Al principio lo hacía porque me la quería ganar, ya que era
mi vecina y yo un extranjero en su tierra. Después seguí con el regalo de los
domingos porque me apetecía, y además porque a Susan le encantaba este detalle
que yo tenía con la vecina.
Susan también recibía su ramo de flores.
No, sus ramos de flores que alegraban nuestra casa durante
toda la semana.
Ahora siento que lo sigo haciendo en memoria de mi compañera,
y porque no tengo mujer a quién regalarle flores, y porque me encanta ver el
rostro de alegría de mi vecina cuando, cada domingo, le grito desde mi jardín,
pegado a su casa, ¡¡¡Ivette, les fleurs de le dimanche!!!
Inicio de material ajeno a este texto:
PR #478, opened 2018-03-12
Tuning capability matchers and validations, fixes #457

### LINKED ISSUE #457: Browserstack: Problems related to wrong capabilities
Zalenium Image Version(s):  
3.9.1a 

Docker Version:  
Running in openshift origin 3.7

## Expected Behavior -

Y ella acude presurosa y rápida con su pisar lento y
parsimonioso.
Ivette tiene cerca de ochenta años, llevados y trasegados
con la dignidad y la elegancia de las mujeres francesas, y su sonrisa y su
mirada cuando recibe mis flores dominicales es el de una mujer con un dulce
encanto y una enorme serenidad que me enamora y me embriaga.
Después pongo flores en los jarrones de mi casa, miro una
fotografía de mi compañera y derramo unas lágrimas en recuerdo del ángel que
mimó mis días mientras estuvo conmigo. Yo la cuidé y la amé siempre, y ahora la acaricio con mi
recuerdo y con mis flores de los domingos en esta casa que ella hizo que
tuviese esta alma caliente, cálida, entrañable, y que mantuviese el olor de
pueblo que le corresponde, olor que también tenía nuestro piso de Sarriá a
pesar de que no era un pueblo porque era un barrio pero que a nosotros, cuando
paseábamos cogidos de la mano y deseando besarnos en cada esquina, nos olía y
sabía a pueblo.
¡¡¡ Ivette, les fleurs de le dimanche !!!